01.02 · Embeddings & Vector Search — Deep Dive

Level: Intermediate
Pre-reading: 01 · AI & LLM Foundations · 01.01 · How LLMs Work


What Are Embeddings?

An embedding is a dense numerical vector that represents text (or code) in a high-dimensional space where similar meaning = similar direction.

graph LR
    A["'fix NullPointerException'"] --> B[Embedding Model]
    B --> C["[0.12, -0.83, 0.41, ...]  1536-dim vector"]
    D["'handle null pointer error'"] --> B
    B --> E["[0.13, -0.81, 0.44, ...]  very similar!"]

Two sentences that are semantically related produce vectors with high cosine similarity, even if they share no exact words.

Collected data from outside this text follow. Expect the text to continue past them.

PR #2051, opened 2023-03-13
[RSDK-2319] Fix HandlerMap test to not depend on ordering

Otterverse:
Should address the Jira issue. Some parts of the test were still depending on the ordering of the returned map. I believe this should cover all those cases.

### DIFF
--- a/module/module_test.go
+++ b/module/module_test.go
@@ -106,13 +106,16 @@ func TestModuleFunctions(t *testing.T) {
 
 	t.Run("HandlerMap", func(t *testing.T) {
 		// test the raw return
-		handlers := resp.GetHandlermap().GetHandlers()
-		test.That(t, handlers[0].Subtype.Subtype.Namespace, test.ShouldEqual, "acme")
-		test.That(t, handlers[0].Subtype.Subtype.Type, test.ShouldEqual, "component")
 		// use test.ShouldBeIn as depending on order of handler return, component handler
 		// could be either gizmo or thingamabob.
-		test.That(t, handlers[0].Subtype.Subtype.Subtype, test.ShouldBeIn, "gizmo", "base")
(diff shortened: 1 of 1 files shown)


benjirewis (approved):
Thanks for fixing this; I realize I introduced a flaky test due to assertion failures on L110 and L129 (lack of a `test.ShouldBeIn`); this seems like a more robust way to test.

module/module_test.go
```diff
@@ -106,13 +106,16 @@ func TestModuleFunctions(t *testing.T) {
 
 	t.Run("HandlerMap", func(t *testing.T) {
 		// test the raw return
-		handlers := resp.GetHandlermap().GetHandlers()
-		test.That(t, handlers[0].Subtype.Subtype.Namespace, test.ShouldEqual, "acme")
-		test.That(t, handlers[0].Subtype.Subtype.Type, test.ShouldEqual, "component")
 		// use test.ShouldBeIn as depending on order of handler return, component handler
```
benjirewis, line 109: This comment is no longer relevant and should be removed.

etc/setup.sh
```diff
@@ -33,7 +33,8 @@ do_bullseye(){
 	apt-get install -y -t $(grep VERSION_CODENAME /etc/os-release | cut -d= -f2)-backports golang-go
 
 	# Raspberry Pi support
-	grep -q Raspberry /proc/cpuinfo && apt-get install -y wiringpi libpigpio-dev && exit
+	grep -q Raspberry /proc/cpuinfo && apt-get install -y wiringpi libpigpio-dev
+	grep -q Raspberry /proc/cpuinfo && exit
```
Otterverse, line 37: Drive-by fix. NickS hit a case where if the install fails, it doesn't exit, and then ends up doing the non-pi code below on an actual pi.

edaniels (approved):

PR #2052, opened 2023-03-13
[DATA-1199] Flush collectors before syncing.

AaronCasas:
# Context

This fixes a bug that impacted configs with infrequent capture of tabular/struct data.

## Bug Summary

In the syncer, we identify if a file needs to be synced by checking if it has:
1) A `.capture` file extension, which indicates a `datacapture.File` that has been [closed](https://github.com/viamrobotics/rdk/blob/6884f06cd83e3392176871bb0d56a433de9ff97c/services/datamanager/datacapture/data_capture_file.go#L191).
2) It has any other extension, but has not been written in over 10 seconds. This was meant to capture the non-datacapture.File (i.e. `additional_sync_paths` case, as well as datacapture files that were not closed properly (e.g. because they were being written when a robot was turned off), and so don't have the `.capture` extension.

2 caused a bug with slow capturing collectors: if <4Kb (the buffer size) of data are being written per 10 seconds, the file on disk be modified less than every ten seconds. So we will try to sync it even though it's still being written. This can cause a file to start getting synced before any of its writes are flushed to disk (what Eric ran into in this ticket), as well as break capture/sync in certain cases (e.g. if data is written, but then some ensuing writes take >10 seconds to be flushed to disk - then we will sync the file and delete it, and the collector writing to the file will break).

Not accounting for this also caused what I would consider unexpected behavior for sync with slow capturing methods: if <4kb are captured per sync interval, we would not be respecting the sync interval: we would still only sync every 4kb of data (even if that took Nx sync intervals to write).

## Fix Summary
I added a `Flush` method to the collector interface that passes through to the underlying `datacapture.Buffer`'s `Flush` method, and call this for each collector before each sync. This ensures that any files that are still being written to are flushed and closed before sync is called, avoiding this issue.

## Testing
I ran rdk locally using the config Eric included in the ticket.

Previously, this would show us repeatedly try to sync still in progress files. Now it shows that we only try to sync files that are no longer being written, and that this is done every sync_interval regardless of the capture rate.


data/registry_test.go
```diff
@@ -13,6 +13,11 @@ var dummyCollectorConstructor = func(i interface{}, params CollectorParams) (Col
 }
 
 func TestRegister(t *testing.T) {
+	defer func() {
```
AaronCasas, line 16: We use a global registry, so this needs to be cleaned up after each test. This does that.

data/collector.go
```diff
@@ -62,12 +63,19 @@ func (c *collector) Close() {
 	if err := c.target.Flush(); err != nil {
 		c.logger.Errorw("failed to flush capture queue", "error", err)
 	}
-	if err := c.logger.Sync(); err != nil {
-		c.logger.Errorw("failed to sync logger", "error", err)
-	}
+	//nolint:errcheck
+	_ = c.logger.Sync()
```
AaronCasas, line 67: If the logger is failing, we can't log. Sync is also not supported by all loggers (ones that write to stdout/stderr will give [this](https://stackoverflow.com/questions/1605195/inappropriate-ioctl-for-device) error on linux machines, for example). So this does a best effort attempt at syncing, and moves on if it fails.

services/datamanager/datacapture/data_capture_file.go
```diff
@@ -81,14 +81,9 @@ func ReadFile(f *os.File) (*File, error) {
...
-	// First create directories and the file in it.
-	fileDir := filepath.Join(dir, md.GetComponentType(), md.GetComponentName(), md.GetMethodName())
-	if err := os.MkdirAll(fileDir, 0o700); err != nil {
-		return nil, err
-	}
-	fileName := filepath.Join(fileDir, getFileTimestampName()) + InProgressFileExt
+	fileName := filepath.Join(dir, getFileTimestampName()) + InProgressFileExt
 	//nolint:gosec
-	f, err := os.OpenFile(fileName, os.O_APPEND|os.O_RDWR|os.O_CREATE, 0o700)
+	f, err := os.OpenFile(fileName, os.O_APPEND|os.O_RDWR|os.O_CREATE, 0o600)
```
AaronCasas, line 86: 700 -> 600 because our files do not need to be executable

services/datamanager/builtin/sync_test.go
```diff
@@ -370,7 +370,8 @@ func TestArbitraryFileUpload(t *testing.T) {
 	for _, tc := range tests {
 		t.Run(tc.name, func(t *testing.T) {
 			// Set up server.
-			tmpDir := t.TempDir()
+			additionalPathsDir := t.TempDir()
+			captureDir := t.TempDir()
```
AaronCasas, line 374: We should be using a temp dir anywhere where we write data in tests. Previously this used /tmp/capture, the value in the config.

services/datamanager/datacapture/data_capture_file.go
agreenb, line 86: Checking on this permission since we use 0o700 everywhere else.

services/datamanager/datasync/sync.go
```diff
@@ -158,7 +159,12 @@ func (s *syncer) syncDataCaptureFile(f *datacapture.File) {
 		func(ctx context.Context) error {
 			err := uploadDataCaptureFile(ctx, s.client, f, s.partID)
 			if err != nil {
-				s.logger.Errorw(fmt.Sprintf("error uploading file %s", f.GetPath()), "error", err)
+				if errors.Is(err, context.Canceled) {
+					s.logger.Debugw(fmt.Sprintf("context cancelled while uploading file %s", f.GetPath()),
```
agreenb, line 163: [nit] Since the error text will say 'context canceled' this will be somewhat redundant. Can either remove your "context cancelled" text or the error message.

services/datamanager/builtin/capture_test.go
```diff
@@ -42,6 +46,12 @@ func TestDataCaptureEnabled(t *testing.T) {
 		filePaths := getAllFilePaths(dir)
 		for _, path := range filePaths {
 			d, err := datacapture.SensorDataFromFilePath(path)
+			// It's possible a file was closed (and so its extension changed) in between the points where we gathered
```
agreenb, line 49: Double checking on the case where data capture is, for example, every 10 seconds.

If data is being written while the file is flushed/closed/synced, is there an immediate new target for new writes to go to?

agreenb (commented):
Awesome work! Just one question around infrequent capture around the sync interval.

services/datamanager/datacapture/data_capture_file.go
AaronCasas: Yup, the directories need to be 700 because [directories](https://superuser.com/questions/168578/why-must-a-folder-be-executable) require executable permissions to open, but the files only require read/write

services/datamanager/datasync/sync.go
AaronCasas: Good call! Changed to match generic error message below, so now it's the same but just with the lower log level

services/datamanager/builtin/capture_test.go
AaronCasas: Yup, the data_capture_buffer will automatically handle that on the next [write](https://github.com/viamrobotics/rdk/blob/99e2f64add4c14fa40414c9903d6fb572efbfc21/services/datamanager/datacapture/data_capture_buffer.go#L57)

agreenb (approved):
Awesome work!

PR #2054, opened 2023-03-13
[DATA-1224] Only include the host portion of the URL when making a direct GRPC connection

agreenb:
When connecting with the cloud in the RDK syncer, remove the https protocol that is included in app address (e.g. https://app.viam.com:443 -> app.viam.com:443)
Otherwise, the full URL causes DialDirectGRPC to hang.

[note for red herring]: confirmed that AppAddress is properly populated when reaching RDK, just not in the app UI full config

**Testing**
The crashing was previously not viewable locally in logs or when shutting down viam-server locally via ctrl-C, but now see that after a few minutes the robot would silently fail. Tested that this no longer happens and that we successfully sync to app, both prod and staging.
This was immediately visible in prod since stopping viam-service would show logs of `initSyncer` hanging.

### DIFF
--- a/services/datamanager/datasync/client.go
+++ b/services/datamanager/datasync/client.go
@@ -2,11 +2,14 @@ package datasync
 
 import (
 	"context"
+	"time"
 
 	"go.uber.org/zap"
 	v1 "go.viam.com/api/app/datasync/v1"
 	"go.viam.com/utils/rpc"
 )
+
+var grpcConnectionTimeout = 10 * time.Second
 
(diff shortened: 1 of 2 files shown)


stevebriskin:
I'm not familiar with this so I may not be the best to review it. The change looks fine. But back to the original problem, should there be a timeout?

stevebriskin (approved):

agreenb:
@stevebriskin Thanks for pointing out, added a 10 second timeout. Will hold off on merging until @edaniels LGTMs.

edaniels (approved):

Why Embeddings Matter for Dev Automation

Use Case How Embeddings Help
Find relevant code Embed entire codebase, search by natural language query
JIRA ticket → microservice Embed all service READMEs, find closest match to ticket description
Similar bug lookup Find past bugs that are semantically similar to a new one
Semantic test deduplication Identify test cases testing the same behaviour
Documentation retrieval Pull the right Confluence page into the agent's context

Embedding Models

Model Dims Strengths Provider
text-embedding-3-large 3072 Best quality, code + text OpenAI
text-embedding-3-small 1536 Cost-efficient, still strong OpenAI
embed-english-v3.0 1024 Best-in-class for RAG retrieval Cohere
all-MiniLM-L6-v2 384 Fast, small, self-hosted Sentence Transformers
nomic-embed-code 768 Optimised for source code Nomic AI

Code Embeddings

For indexing a Java/Spring Boot codebase, use a code-specific embedding model like nomic-embed-code or OpenAI's text-embedding-3-large. They produce better similarity scores for function signatures and class names than general-purpose models.


Vector Databases

Vector databases store embeddings and support approximate nearest neighbour (ANN) search at scale.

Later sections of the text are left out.